[Collected data]
PR #521, opened 2019-11-28
Adding missing `cudnnSetConvolutionGroupCount` to pointers.json

arhik:
This change is necessary for setting `groupcount` incase of depthwise and groupwise convolutions.

The original cudnn api is as follows:

`cudnnStatus_t cudnnSetConvolutionGroupCount(  `
`  cudnnConvolutionDescriptor_t    convDesc,  ` 
` int                             groupCount)`

### DIFF
--- a/res/wrap/pointers.json
+++ b/res/wrap/pointers.json
@@ -1695,6 +1695,10 @@
         "convDesc": null,
         "groupCount": "Ptr"
     },
+    "cudnnSetConvolutionGroupCount": {
+        "convDesc": null,
+        "groupCount": null
+    },
     "cublasCreate_v2": {
         "handle": "Ptr"
     },


maleadt:
Thanks! You'll need to change the wrappers themselves too, though. The `pointers.json` is a database used if you manually run `wrap.jl`, but we don't do that automatically and commit the resulting `libcudnn.jl`.

maleadt:
We have the API already: https://github.com/JuliaGPU/CuArrays.jl/blob/b64c6c0866ef978552d684c022132474ce2f7693/src/dnn/libcudnn.jl#L388-L392

arhik:
Sorry. Function pointer was returning null so I assumed its missing. I didn't realized its declared at other place. Thanks. 

> Why do you need this entry? We only need it to resolve pointer arguments, which this call doesn't have.

I was just following other definitions. I was curious to know the purpose of `null` declarations as a followup. You have shed some light on it. Interesting!

maleadt:
Yeah, this stuff isn't documented at all, purely internal for generating wrappers. `null` indicates this argument isn't special, and can be used as-is. In other cases, when dealing with pointers, the argument indicates what kind of pointer we're dealing with (a pointer to CPU memory, to GPU memory, or to potentially both).

PR #533, opened 2019-12-07
reenable complex tensor contraction tests

Jutho:
I've reenabled the complex tensor contraction tests, they work for most cases (even some that did not work before), except for the case where the conjugation flag is used (for either A and or B) in the specific cases `(NoA, NoB, Nc) in ((1,1,3), (1,2,3), (3,1,2))`. Not sure why this is. I've heard from @maleadt that @kshyatt had a talk with Paul about this?


maleadt:
CI failure was a timeout, so this is good to go. Thanks!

WHAT TO PRODUCE » Which of the lines above include the string "convDesc"? Pick them out and copy them.

ANSWER FOR THIS EXERCISE »
`  cudnnConvolutionDescriptor_t    convDesc,  ` 
         "convDesc": null,
+        "convDesc": null,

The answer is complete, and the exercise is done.